『歴史読本』2010年12月号は「戦国!最強の家臣団」という副題が載っており、「畠山七人衆」のことも載っています。
しかし疑問点も。たとえば義綱が追放された永禄九年の政変(1566年)以降、温井景隆が復帰し「畠山七人衆」が復活したと書かれている。その頃の七人衆とは「温井景隆・長綱連・平尭知・遊佐盛光・三宅長盛・長光連」としている。しかし、本当に「七人衆」なのでであろうか。
第一次七人衆(1551~1553)は、七人による連署があるので七人衆としての活躍が知られる。

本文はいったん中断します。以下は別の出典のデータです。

PR #32999, opened 2022-10-04
canu: new version 2.2

snehring:
One of the utilities bundled with this failed to build on rhel9 (and newer fedoras) due to the removal of sys/sysctl.h in newer kernels. This is corrected in the latest release.

They've started using submodules for some of the vendored stuff, which I guess isn't picked up well by the default source archive that github generates, so they produce a .tar.xz as part of the release now with everything pulled in.

Also made the boost dep more specific.


tldahlgren (approved):
Confirmed sha256.

snehring:
@spackbot re-run pipeline

PR #33007, opened 2022-10-05
python: don't accidentally link to system db libs

haampie:
Avoid that Python looks for system `ndbm` / `berkeley-db`

Currently Spack builds

```
<prefix>/lib/python3.9/lib-dynload/_dbm.cpython-39-x86_64-linux-gnu.so
```

Which links to system `berkeley-db` on my system


adamjstewart (approved):
Makes sense to me.

haampie:
@spackbot run pipeline

PR #29093, opened 2022-02-20
cleanup spack.parse.Lexer

cosmicexplorer:
### Problem
The `SpecLexer` works fine, but is a little hard to extend, which we may wish to do when expanding the spec syntax as in #24025.

### Solution
- Rewrite the `Lexer` interface to allow navigation between multiple lexer modes by name.
- Also avoid the need to manually write out `lambda scanner, val: ...` in subclasses of `Lexer` for a more declarative interface.

### Result
The spec lexing code should be a little easier to follow. The path to extend the spec syntax as proposed in https://github.com/spack/spack/discussions/20256#discussioncomment-248931 should also be more clear now.

PR #33016, opened 2022-10-05
remove shlex.split() preprocessing from the spec lexer/parser

cosmicexplorer:
*This change is on top of #29093; see the diff against it at https://github.com/cosmicexplorer/spack/compare/arbitrary-lexer-modes...remove-shlex-lex-preprocessing?expand=1.*

### Problem

See discussion at https://github.com/spack/spack/pull/29093#issuecomment-1263714030. We currently call `shlex.split()` before lexing spec strings, and this is the main reason why calling `str()` on a spec instance often produces an unparseable string. We would like to be able to call e.g. `Spec(str(Spec('a b="c d"')))` and get the same spec. Unfortunately, on `develop` that produces the following:
```python
>>> Spec(str(Spec('a b="c d"')))
  File "<console>", line 1, in <module>
  File "/home/cosmicexplorer/tools/s1/lib/spack/spack/spec.py", line 1262, in __init__
    raise ValueError("More than one spec in string: " + spec_like)
ValueError: More than one spec in string: a b=c d
```

### Solution
- Build on the lexer refactoring from #29093 to define many new lexer modes to handle every part of the input string without relying on `shlex.split()`.
- Remove the call to `shlex.split()` in our spec parsing entry point, and move the work of interpreting quotes to the lexer.

### Result
```python
>>> Spec(str(Spec('a b="c d"')))
a b='c d'
```

As discussed in https://github.com/spack/spack/pull/29093#issuecomment-1267942948, this change induces a minor performance regression (this PR even more so than #29093). The regression seems very slight, so I'd like to ignore it, but we'd need to get consensus that this change is enough of a UX improvement to justify that.

It also may be possible to optimize this further; I have not focused on optimizing this approach at all yet.

### DIFF
--- a/lib/spack/spack/parse.py
+++ b/lib/spack/spack/parse.py
@@ -8,6 +8,7 @@ import re
 import shlex
 import sys
 from textwrap import dedent
+from typing import Callable, Dict, List, Tuple
 
 from six import string_types
 
@@ -39,19 +40,23 @@ class Token(object):
         return (self.type == other.type) and (self.value == other.value)
 
 
+_Lexicon = List['Tuple[str, Callable]']
+_Switches = Dict[str, List]
+
+
 class Lexer(object):
     """Base class for Lexers that keep track of line numbers."""
 
     __slots__ = "scanners", "mode", "switchbook"
 
     def __init__(self, lexicon_and_mode_switches):
-        self.scanners = []
-        self.switchbook = []
-        for lexicon, mode_switches_dict in lexicon_and_mode_switches:
-            self.scanners.append(re.Scanner(lexicon))
-            self.switchbook.append(mode_switches_dict)
-
-        self.mode = 0
+        # type: (List[Tuple[str, _Lexicon, _Switches]]) -> None
+        self.scanners = {}      # type: Dict[str, _Lexicon]
+        self.switchbook = {}    # type: Dict[str, _Switches]
+        self.mode = lexicon_and_mode_switches[0][0]
+        for mode_name, lexicon, mode_switches_dict in lexicon_and_mode_switches:
+            self.scanners[mode_name] = re.Scanner(lexicon)  # type: ignore[attr-defined]
+            self.switchbook[mode_name] = mode_switches_dict
 
     def token(self, type, value=''):
         cur_scanner = self.scanners[self.mode]
--- a/lib/spack/spack/parse.py
+++ b/lib/spack/spack/parse.py
@@ -6,7 +6,6 @@
 import abc
 import itertools
 import re
-import shlex
 import sys
 from textwrap import dedent
 from typing import Any, Dict, Iterable, Iterator, List, Tuple
@@ -16,7 +15,6 @@ import six
 import llnl.util.tty as tty
 
 import spack.error
-import spack.util.path as sp
 
 
 class Token(object):
@@ -61,7 +59,7 @@ class Lexer(object):
         self.scanners = {}  # type: Dict[str, re.Scanner] # type: ignore[name-defined]
         self.switchbook = {}  # type: Dict[str, Dict[str, List[Any]]]
         self.original_mode = lexicon_and_mode_switches[0][0]  # type: str
-        self.mode = self.original_mode                        # type: str
+        self.mode = self.original_mode  # type: str
 
         # Convert the static description of the token id into a callback that executes
         # self.token(...) when the pattern is recognized. This particular construction is required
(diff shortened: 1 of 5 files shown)


cosmicexplorer:
cc @psakievich @trws: would love your input on any further annoyances with spec parsing that I may have missed. I kinda punted on trying to interpret inner quotes, so any examples of that would be useful as well. My goal is to demonstrate that this approach can be extended to solve lingering UX issues with spec parsing.

cosmicexplorer:
@trws noted that we still join specs from the command line with `" ".join()` in `cmd/spec.py`, and proposed some inputs that we'd like to ensure don't get clobbered from the initial spec parsing:
> on the command line: `umpire%clang@9.0.0 cxxflags="-stdlib=libc++ -DGTEST_HAS_CXXABI_H_=0"`
> on the command line: `'umpire%clang@9.0.0 cxxflags="-stdlib=libc++ -DGTEST_HAS_CXXABI_H_=0"'`
> those two should be equivalent
> on the command line: `umpire%clang@9.0.0 "cxxflags=-stdlib=libc++ -DGTEST_HAS_CXXABI_H_=0"`
> that one too
> those should work the same if specified as a string inside spack as well
> and should be equivalent to `["umpire%clang@9.0.0", "cxxflags=-stdlib=libc++ -DGTEST_HAS_CXXABI_H_=0"]`

I'll make test cases out of these.

psakievich:
@cosmicexplorer I'm a little late at getting up to speed on all your recent work. Looks good so far from what I can tell.  I see you've absorbed the `COLON` token into the version regex.  IIRC the `COMMA` token may be eligible for the same treatment, unless a new use case has been added through these refactors.  I was playing around with this in #32257 and at one point I had removed both tokens ([see](https://github.com/spack/spack/pull/32257/commits/bcce1207263046b307abea82793e2cb87d32879f)). 

It seemed to work with a single string (passed the tests for `spec_syntax.py`, but definitely broke with `shlex` lexing.  Since you are removing that it could be back in play

cosmicexplorer:
@psakievich thank you! I had actually removed the `COMMA` earlier (and indeed, it is not used when parsing versions now), but brought it back to cover multiple-valued variants which may or may not be quoted (e.g. `a='b',c`).  That would be the new use case you mentioned:
> unless a new use case has been added through these refactors

There has definitely been an explosion of lexer modes in this PR (e.g. four modes for different types of single and double quoting), and it would probably improve readability and performance if we could slim those down somewhat, but I think I'm focusing on completing the functionality first (see Tom's spec inputs above).

psakievich:
That makes sense.  I'll try to give this a closer look later today and see if I can come up with any more suggestions.  Personally, I need a quiet room and a security blanket close at hand when dealing with Spack's parser. 😁

lib/spack/spack/parse.py
```diff
@@ -32,66 +36,108 @@ def __str__(self):
...
+
+
 class Lexer(object):
     """Base class for Lexers that keep track of line numbers."""
 
-    __slots__ = "scanner0", "scanner1", "mode", "mode_switches_01", "mode_switches_10"
+    __slots__ = "scanners", "original_mode", "mode", "switchbook"
+
+    def __init__(self, lexicon_and_mode_switches):
+        # type: (List[Tuple[str, _Lexicon, Dict[str, List[Any]]]]) -> None
```
psakievich, line 58: Is there any reason to not make these commented type definitions into actual types? From a code readability stand point trying to follow the construction of this object, and the implementation in spec.py would be simplified if this conglomeration of types were members inside a class.

We could also test each phase individually in spec.py if we instantiated the objects outside the Lexer.

lib/spack/spack/spec.py
```diff
@@ -5071,6 +5225,41 @@ def do_parse(self):
 
         try:
             while self.next:
+                if self.accept(SINGLE_QUOTE):
```
psakievich, line 5228: I've always found this section of the code really difficult to follow because of all the nested if/else's.

I'd suggest any new additions should be functions so we get a better description of what is going on through the name. Maybe something like:

```python
def starts_with_quotes(self, quote_type, specs):
   # same code for single and double

def process_initial_quotes(self, specs):
   # replace both new if statements with this function
   starts_with_quotes(SINGLE_QUOTE, specs)
   starts_with_quotes(DOUBLE_QUOTE, specs)
```

psakievich (commented):
I really like these changes, but I am finding myself getting a little lost in the design.  A couple of thoughts to improve readability and testability of the code here.

alalazo:
Superseded by #34151

PR #33019, opened 2022-10-05
Add checksum for py-urllib3 1.26.12

iarspider:


var/spack/repos/builtin/packages/py-urllib3/package.py
```diff
@@ -28,6 +29,7 @@ class PyUrllib3(PythonPackage):
 
     depends_on("python@2.7:2.8,3.4:", when="@:1.25", type=("build", "run"))
     depends_on("python@2.7:2.8,3.5:", when="@1.26.6", type=("build", "run"))
+    depends_on("python@2.7:2.8,3.6:", when="@1.26.12:", type=("build", "run"))
```
adamjstewart:
```suggestion
    depends_on("python@2.7:2.8,3.6:3", when="@1.26.12:", type=("build", "run"))
```

var/spack/repos/builtin/packages/py-urllib3/package.py
```diff
@@ -28,6 +29,7 @@ class PyUrllib3(PythonPackage):
...
 
     depends_on("py-setuptools", type="build")
```
adamjstewart, line 35: `+secure` has a new dep on `py-urllib3-secure-extra`

adamjstewart (changes requested):

var/spack/repos/builtin/packages/py-urllib3/package.py
iarspider: I think we should even remove the `+secure` variant: https://github.com/urllib3/urllib3/issues/2680

adamjstewart: Looks like it's only needed by `py-azure-cli`. You could see if that's still true in the latest release. Or you could copy-n-paste the `+secure` deps from this package to `py-azure-cli`. Or leave it as is and update the dep.

adamjstewart (approved):

alalazo:
@spackbot run pipeline

PR #33021, opened 2022-10-05
Support for Windows development environment

johnwparent:
This establishes a base of support for a Windows development environment and introduces some fundamental Windows tools to Spack as packages and externally locatable components. This will support packages relying on low level Windows development components such as the Windows OpenGL driver, third party GL drivers, the driver development kit, and the Windows software development kit. This components will introduce new support or expand support for such packages as MSMPI, HDF5, Glew, Paraview, and VTK.


lib/spack/llnl/util/symlink.py
```diff
@@ -24,7 +24,7 @@ def symlink(real_path, link_path):
     On Windows, use junctions if os.symlink fails.
     """
     if not is_windows or _win32_can_symlink():
-        os.symlink(real_path, link_path)
+        os.symlink(real_path, link_path, target_is_directory=os.path.isdir(link_path))
```
scheibelp: If we create a link to `x` in location `y`, then I assume we care about whether `x` is a directory, I think right now this is `os.symlink(x, y, os.path.isdir(y))`

lib/spack/spack/detection/common.py
```diff
@@ -235,9 +269,44 @@ def compute_windows_program_path_for_package(pkg):
         return []
     # note windows paths are fine here as this method should only ever be invoked
     # to interact with Windows
-    program_files = "C:\\Program Files{}\\{}"
+    program_files = "{}:\\Program Files{}\\{}"
+    drive_letter = os.environ['WINDIR'][0]
```
scheibelp: (question) above, `drive_letter = os.environ['HOMEDRIVE']` - is this a different way of getting the same thing?

var/spack/repos/builtin/packages/win-sdk/package.py
```diff
@@ -0,0 +1,63 @@
...
+    version("10.0.16299")
+    version("10.0.15063")
+    version("10.0.14393")
+    version("10.0.10586")
+    version("10.0.26639")
+
+    # WinSDK versions depend on compatible compilers
+    # WDK versions do as well, but due to their one to one dep on the SDK
+    # we can ensure that requirment here
+    depends_on("%msvc:", when="@10.")
```
scheibelp: The `:` in `%msvc:` should not be necessary

var/spack/repos/builtin/packages/win-wdk/package.py
```diff
@@ -0,0 +1,73 @@
...
+    for plat in ["linux", "darwin", "cray"]:
+        conflicts("platform=%s" % plat)
+
+    @classmethod
+    def determine_version(cls, lib):
+        """
+        WDK is a set of drivers that we would like to
+        be discoverable externally by Spack.
+        The lib does not provide the WDK
+        version so we derive from the exe path
```
scheibelp: By "exe path" do you mean the full library path? I'm guessing this is examining the parent directories etc. If so, I think calling it the full library path would be clearer (given the definition of `.libraries`, I think we would be examining `ntoskernal.lib`)

lib/spack/spack/operating_systems/windows_os.py
```diff
@@ -16,8 +16,10 @@
 
 
 def windows_version():
-    """temporary workaround to return a Windows version as a Version object"""
-    return Version(platform.release())
+    """ Windows version as a Version object """
+    # include the build number as this provides important information
+    # for low lever packages and components like the SDK and WDK
```
scheibelp, line 20: It might be worth expanding on this slightly like by talking about how the build number is component z of x.y.z.

lib/spack/spack/fetch_strategy.py
```diff
@@ -408,7 +408,9 @@ def _fetch_curl(self, url):
                 partial_file,
             ]  # use a .part file
         else:
-            save_args = ["-O"]
+            # -J flag requires curl >= 7.21.2 ensures file will be named
+            # from redirect header if relevant
+            save_args = ["-O", "-J"]
```
scheibelp: * Is `rename_downloaded_executable` still needed in the `wdk` package with this?
* Currently `bootstrap.py` doesn't appear to check `curl` version, but changes which bump the minimum required version can be problematic. This might be reasonable but IMO we could still use a check to provide a clear error message when `curl` is insufficient (and in case users report incompatibilities, we may want to only conditionally do this on Windows in a follow-up PR)

var/spack/repos/builtin/packages/wgl/package.py
```diff
@@ -0,0 +1,51 @@
...
+    # version of SDK being used
+    depends_on("win-sdk")
+
+    # WGL has no meaning on other platforms, should not be able to spec
+    for plat in ["linux", "darwin", "cray"]:
+        conflicts("platform=%s" % plat)
+
+
+    def determine_version(self, exe):
+        """Allow for WGL to be externally detectable"""
```
scheibelp, line 65: I assume there would be a problem if this returns `None`: is there a way to get a version from the file? Also, this calls the file `exe` when in fact the class defines `libraries` (not strictly an error, but not idiomatic).

var/spack/repos/builtin/packages/win-wdk/package.py
```diff
@@ -0,0 +1,73 @@
...
+        installer = glob.glob(os.path.join(self.stage.source_path, "linkid=**"))
+        if len(installer) > 1:
+            raise RuntimeError("Fetch has failed, unable to determine installer path")
+        installer = installer[0]
+        os.rename(installer, os.path.join(self.stage.source_path, "wdksetup.exe"))
+
+    def install(self, spec, prefix):
+        install_args = ["/features", "+", "/quiet", "/installpath", self.prefix]
+        with working_dir(self.stage.source_path):
+            Executable("wdksetup.exe")(*install_args)
```
scheibelp: You mentioned that users can't install `wdk` if it's already on the system: could the error message be augmented with a suggestion to run `spack external find --not-buildable wdk`?

var/spack/repos/builtin/packages/win-wdk/package.py
```diff
@@ -0,0 +1,73 @@
...
+        os.environ["WDKContentRoot"] = self.prefix
+
+    @run_before("install")
+    def rename_downloaded_executable(self):
+        """WGL download is named by fetch based on name derived from Link redirection
+        This name is not properly formated so that Windows understands it as an executable
+        We rename so as to allow Windows to run the WGL installer"""
+        installer = glob.glob(os.path.join(self.stage.source_path, "linkid=**"))
+        if len(installer) > 1:
+            raise RuntimeError("Fetch has failed, unable to determine installer path")
```
scheibelp: IMO it's worth including the full list of paths so that users can examine the ambiguity with the error message (or maybe that should go into a `tty.debug` statement).

lib/spack/spack/detection/common.py
```diff
@@ -197,10 +200,41 @@ def update_configuration(detected_packages, scope=None, buildable=True):
...
 
+def find_windows_compiler_root_paths():
+    """Helper for Windows compiler installation root discovery
+
+    At the moment simply returns location of VS install paths from VSWhere
+    But should be extended to include more information as relevant"""
+    return list(winOs.WindowsOs.vs_install_paths)
+
+
+def find_windows_compiler_cmake_paths():
```
scheibelp: I think it would be useful to consolidate these `find_windows_..._paths` functions into an object to make the module more readable

scheibelp (changes requested):
I mostly have comments about readability, although there appears to be a couple issues (more detail in comments).

lib/spack/spack/detection/common.py
johnwparent: Yes, these were different iterations of development. I hadn't realized I was using a different env var good catch, I'll consolidate that. I'm also thinking python must have a way to detect current drive letter so perhaps this can be made more robust as well.

var/spack/repos/builtin/packages/win-sdk/package.py
johnwparent: Understood.

lib/spack/spack/fetch_strategy.py
johnwparent: It's actually the other way around. I thought I had removed this with the last rebase, it's no longer needed due to the rename (this approach never actually worked, will be reverting)

var/spack/repos/builtin/packages/win-wdk/package.py
johnwparent: Will do

lib/spack/spack/detection/common.py
johnwparent: Great idea. On it.

var/spack/repos/builtin/packages/win-wdk/package.py
johnwparent: I tested this, and the installer will report that scenario to the users prior to closure without Spack needing to do so. When spack runs `Executable("wdksetup.exe")(*install_args)` execution is handed over to the Windows installer and gui, which then detects other installations of the WDK and reports to that effect. Context is not returned to spack until a user acknowledges that scenario, so I don't believe reporting that would be necessary. Additionally, I don't know if the installer returns enough info to Spack via stdout that we would be able to differentiate that failure from another.

lib/spack/spack/util/windows_registry.py
```diff
@@ -0,0 +1,224 @@
...
+class WindowsRegistry(object):
+    """
+    Interface to provide access, querying, and searching to Windows registry entries.
+    This class represents a single key entrypoint into the Windows registry
+    and provides an interface to this key's values, its subkeys, and those subkey's values.
+    This class cannot be used to move freely about the registry, only subkeys/values of
+    the root key used to instantiate this class.
+    """
+
+    def __init__(self, key, root_string=winreg.HKEY_CLASSES_ROOT):
```
scheibelp: This default value is forcing a search for `winreg` and I think leading to https://readthedocs.org/projects/spack/builds/18633158/

var/spack/repos/builtin/packages/wgl/package.py
scheibelp: Apologies - my original comment was confusing: I meant that it would be problematic to *always* return `None`. Now that this has an implementation, it is preferable to raise an exception when the version cannot be determined (I assume that this implementation generally successfully extracts a version).

var/spack/repos/builtin/packages/win-wdk/package.py
scheibelp: Now that this PR includes `windows_registry` could this be updated? That doesn't have to happen in this PR, I just wanted to check if that made this possible (I assume that for this to make sense, it would also need to run `-unattended`, if that or an equivalent option is available for the install).

lib/spack/spack/util/windows_registry.py
```diff
@@ -0,0 +1,259 @@
...
+        used to construct class"""
+        if is_windows:
+            hkey_dict = {
+                "HKEY_CLASSES_ROOT": winreg.HKEY_CLASSES_ROOT,
+                "HKEY_CURRENT_USER": winreg.HKEY_CURRENT_USER,
+                "HKEY_USERS": winreg.HKEY_USERS,
+                "HKEY_LOCAL_MACHINE": winreg.HKEY_LOCAL_MACHINE,
+                "HKEY_CURRENT_CONFIG": winreg.HKEY_CURRENT_CONFIG,
+                "HKEY_PERFORMANCE_DATA": winreg.HKEY_PERFORMANCE_DATA
+            }
```
scheibelp: Is this dictionary needed if you do `getattr(winreg, self._hkey)`?

lib/spack/spack/util/windows_registry.py
```diff
@@ -0,0 +1,259 @@
...
+    the root key used to instantiate this class.
+    """
+
+    def __init__(self, key, root_key=HKEY_CONSTANT("HKEY_CURRENT_USER")):
+        """Constructs a Windows Registry entrypoint to key provided
+        root_string should be an already open root key or an hkey constant if provided
+
+        Args:
+            key (str): registry key to provide root for registry key for this clas
+            root_string: Already open registry key or HKEY constant to provide access into
```
scheibelp: The parameter is called `root_key` but you refer to it as `root_string` here (in multiple spots).

lib/spack/spack/util/windows_registry.py
```diff
@@ -0,0 +1,259 @@
...
+            os.path.join(self.path, sub_key),
+            winreg.OpenKeyEx(self.handle, sub_key, access=winreg.KEY_READ),
+        )
+
+    def get_value(self, val_name):
+        """Returns value associated with this key in RegistryValue object"""
+        return RegistryValue(val_name, winreg.QueryValueEx(self.handle, val_name)[0], self.handle)
+
+
+class WindowsRegistry(object):
```
scheibelp: I think it would be clearer to call this `WindowsRegistryQuery` or something like that (`WindowsRegistryEntrypoint`?): when the object is instantiated it is with a single key (so this object is in a sense a limited view into the registry, which makes it seem more like a query to me).

lib/spack/spack/util/windows_registry.py
```diff
@@ -0,0 +1,262 @@
...
+            return hkey_dict[self._hkey]
+        raise RuntimeError(
+            "HKEY Constants are for Windows registry use"
+            "and should not be reference by other platforms"
+        )
+
+
+# we alias all the HKEY constants to avoid needing to import winreg
+# where we use this registry interface as importing winreg involves the
+# messy import we see above.
```
scheibelp: By "messy import" do you mean 

```
if is_windows:
     import winreg
```

?

I think even with a conditional import, you can refer to `winreg.HKEY_LOCAL_MACHINE` for example in function bodies (as long as it's not a default value for a function parameter, but in that case just set `None` as the default and initialize it in the function body).

lib/spack/spack/util/windows_registry.py
```diff
@@ -0,0 +1,262 @@
...
+        """Composes all subjeys into a list for access"""
+        if self._keys:
+            return
+        sub_keys, _, _ = winreg.QueryInfoKey(self.handle)
+        for i in range(sub_keys):
+            sub_name = winreg.EnumKey(self.handle, i)
+            sub_handle = winreg.OpenKeyEx(self.handle, sub_name, access=winreg.KEY_READ)
+            self._keys.append(RegistryKey(os.path.join(self.name, sub_name), sub_handle))
+
+    def gather_value_info(self):
```
scheibelp: This function looks like it is used exclusively to support `.values`: for functions which only support other functions on the object, can you indicate that they are private by prefixing the name with `_`?

(likewise for `gather_subkey_info`)

lib/spack/spack/util/windows_registry.py
```diff
@@ -0,0 +1,262 @@
...
+            try:
+                self.get_value(val_name)
+            except FileNotFoundError as e:
+                if e.winerror == 2:
+                    return None
+                else:
+                    raise e
+        else:
+            key = self._traverse_subkeys(lambda x: val_name in x.values)
+            return key if not key else key.values[val_name]
```
scheibelp: (minor) I think it would be clearer to expand this sort of return out to something like:

```
if not key:
  return None
else:
  return key.values[val_name]
```

lib/spack/spack/detection/common.py
```diff
@@ -104,6 +107,19 @@ def _spec_is_valid(spec):
     return True
 
 
+def path_to_dict(search_paths):
+    """Return dictionary[path]:file from list of paths"""
```
scheibelp: I'm not familiar with this type syntax: what is it? Also I think a clearer description of the return type is `dictionary[fullpath]: basename`

lib/spack/spack/util/windows_registry.py
```diff
@@ -0,0 +1,262 @@
...
+            recursive (bool): optional argument, if True, subkey need not be a direct
+                                sub key of this registry entry, and this method will
+                                search all subkeys recursively.
+                                Default is True
+        Return:
+            the desired subkey as a RegistryKey object, or none
+        """
+        if not recursive:
+            try:
+                self.get_subkey(subkey_name)
```
scheibelp: This doesn't return anything (likewise for `find_value`)

Also, would it make sense to fold this try/except logic into `get_subkey` (and likewise for `get_value`)?

lib/spack/spack/util/windows_registry.py
```diff
@@ -0,0 +1,262 @@
...
+        return self._values
+
+    @property
+    def subkeys(self):
+        """Returns list of all subkeys of this key as RegistryKey objects"""
+        self.gather_subkey_info()
+        return self._keys
+
+    def gather_subkey_info(self):
+        """Composes all subjeys into a list for access"""
```
scheibelp: (minor) typo: "subjeys"

lib/spack/spack/util/windows_registry.py
```diff
@@ -0,0 +1,262 @@
...
+            raise RuntimeError(
+                "Cannot instantiate Windows Registry class on non Windows platforms"
+            )
+        self.key = key
+        self.root = root_key
+        try:
+            self.reg = RegistryKey(
+                os.path.join(str(self.root), self.key),
+                winreg.OpenKeyEx(self.root.hkey, self.key, access=winreg.KEY_READ),
+            )
```
scheibelp, line 183: Where possible, it is best to avoid relying on external services in initializers: could this be initialized with an already-constructed `RegistryKey`? That would make this easier to test (in isolation of the actual registry).

You can add a static function like:

```
class WindowsRegistry()
  @staticmethod
  from_string(key, root_key):
    return WindowsRegistry(RegistryKey(...))
```

scheibelp (changes requested):
Some preliminary comments. Some are more straightforward changes and others might merit discussion. Let me know if you agree.

lib/spack/spack/util/windows_registry.py
johnwparent: I think `WindowsRegistryView` would be best. The registry can only be observed through the context of a single key at a time (unless you're using regedit, but that's because the UI opens all keys at once) beginning at a given HKEY constant key. So this is a view of the windows registry rooted at the key we provide. `Entrypoint` would also work as that's pretty true to what's happening, although I like the read-only implication of `View`.

lib/spack/spack/util/windows_registry.py
johnwparent: I do.

You can do that, but I'd rather not have a lot of conditional imports if we can just use the class abstraction. If you feel strongly about removing that however, that's fine.

lib/spack/spack/util/windows_registry.py
johnwparent: Will do.

lib/spack/spack/util/windows_registry.py
johnwparent: Will do.

lib/spack/spack/util/windows_registry.py
johnwparent: .... I'll fix that.

I had intended this top level class to be more of the actual usable interface and the `RegistryKey` to be more of a raw interface for interacting with the winreg module directly, so I left `get_subkey` and `get_value` to fail in case an interface wanted to handle that case differently at some point.

lib/spack/spack/util/windows_registry.py
johnwparent: Nope!

lib/spack/spack/util/windows_registry.py
johnwparent: Refactor miss. Amended.

var/spack/repos/builtin/packages/win-wdk/package.py
johnwparent: Yes, we would be able to search for the registry key and report the already installed version. Windows installer APIs are not consistent across packages, each package creates their own. The WDK does not have the `-unattended` flag, instead the `-quiet` flag that I've already added handled both the normal interface and any error messages that may crop up. There are two to dos here, the first is the registry stuff, and the second is piping errors to the spack log file. I'll try to do both in this PR.

var/spack/repos/builtin/packages/wgl/package.py
johnwparent: I notice other package implementations of `determine_version` don't raise errors on failure, is there a particular reason we want to here? I'm perfectly fine with including it, I'd just like to understand.

lib/spack/spack/util/windows_registry.py
johnwparent: Fixed.

lib/spack/spack/detection/common.py
johnwparent: I don't know that it's official type syntax, I wanted to represent the actual contents, not type. Fixed as suggested.

var/spack/repos/builtin/packages/win-wdk/package.py
johnwparent: If you point the log at spack's log it blows things away, that will be saved for a later PR.

var/spack/repos/builtin/packages/wgl/package.py
scheibelp: Sorry: I was wrong about this - it's totally fine to return none (in that case, the object under consideration does not produce an associated spec).

lib/spack/spack/compilers/msvc.py
```diff
@@ -90,10 +93,26 @@ def __init__(self, *args, **kwargs):
...
+        Msvc.msvc_version
+        """
+        ver = self.msvc_version
         ver = "".join(ver.split(".")[:2])[:-1]
         return "MSVC" + ver
 
+    @property
+    def cc_version(self):
+        """Cl toolset version"""
+        return spack.compiler.get_compiler_version_output(self.cc)
```
scheibelp, line 114: By default the implementation for this is:

```
    @classmethod
    def default_version(cls, cc):
        """Override just this to override all compiler version functions."""
        output = get_compiler_version_output(
            cc, cls.version_argument, tuple(cls.ignore_version_errors)
        )
        return cls.extract_version_from_output(output)

    @classmethod
    @llnl.util.lang.memoized
    def extract_version_from_output(cls, output):
        """Extracts the version from compiler's output."""
        match = re.search(cls.version_regex, output)
        return match.group(1) if match else "unknown"
```

which is to say: it looks like your implementation is taking all of the output from `cl.exe` (invoked with no arguments) to be the version; I wanted to make sure that I understood that correctly. If I got that right, I think it would be more idiomatic to define a `version_regex = "(.*)"  # Capture all output as the version` class attribute.

I see this appears to be used primarily for 

```
"/p:PlatformToolset=%s" % self.compiler.cc_version
```

I'll note that if the output of `cl.exe` contains more than what would be considered a version description, we might want to store that information in another variable (e.g. `.platform_toolset`)

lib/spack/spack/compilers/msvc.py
PR #33024, opened 2022-10-05
pfunit: Fix ~openmp for version 4

cferenba:
This fixes a bug in building pFUnit 4 with OpenMP disabled.  The syntax for turning off OpenMP changed between versions 3 and 4 but the `package.py` didn't reflect this.  With this change, the OpenMP is handled in the same way as MPI, which does the right thing for both 3 and 4.

@citibeth


cferenba:
FYI @clellsolomon @junghans

junghans (approved):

第二次七人衆(1553~1555)は本願寺の「天文日記」に、「以前の七人衆に加えたるもの也」という記述がある。しっかりと古文書で確認できる。しかし、仮に「第三次七人衆」があったとするならば、そのような連署や対外文書があるのだろうか。甚だ疑問である。
一方で、この本を読んで思ったこともあります。第二次七人衆は温井紹春(総貞)を支援する者ばかりであったこと。だからこそ、紹春を暗殺したことでほとんどの七人衆は反発し能登を出国することになり、義綱は畠山七人衆を解体することができた。
つまり、第一次七人衆のような両雄(温井総貞と遊佐続光)が並び立つような状態ならば、例えどちらかを排除しても、もう一方が政権運営上で大名専制政治を邪魔するはずであり、言わば第二次七人衆で紹春に牛耳られていたのは、能登畠山氏の最大のピンチであったわけであるが、ある意味で大名専制を確立する最大のチャンスでもあったわけである。
それを巧みに義綱が利用した、というのはなるほどすごい才能だなって思ったりする。義綱専制が確立した1555年当時、かつての実力者だった遊佐続光が、出奔から家中に戻って来たばかりであるから、家中の中で続光への味方が広がらず、実力を蓄えて大名に対抗するまで時間がかかり、結果義綱の専制政治を約10年にわたって許すことになると言えるのではなかろうか。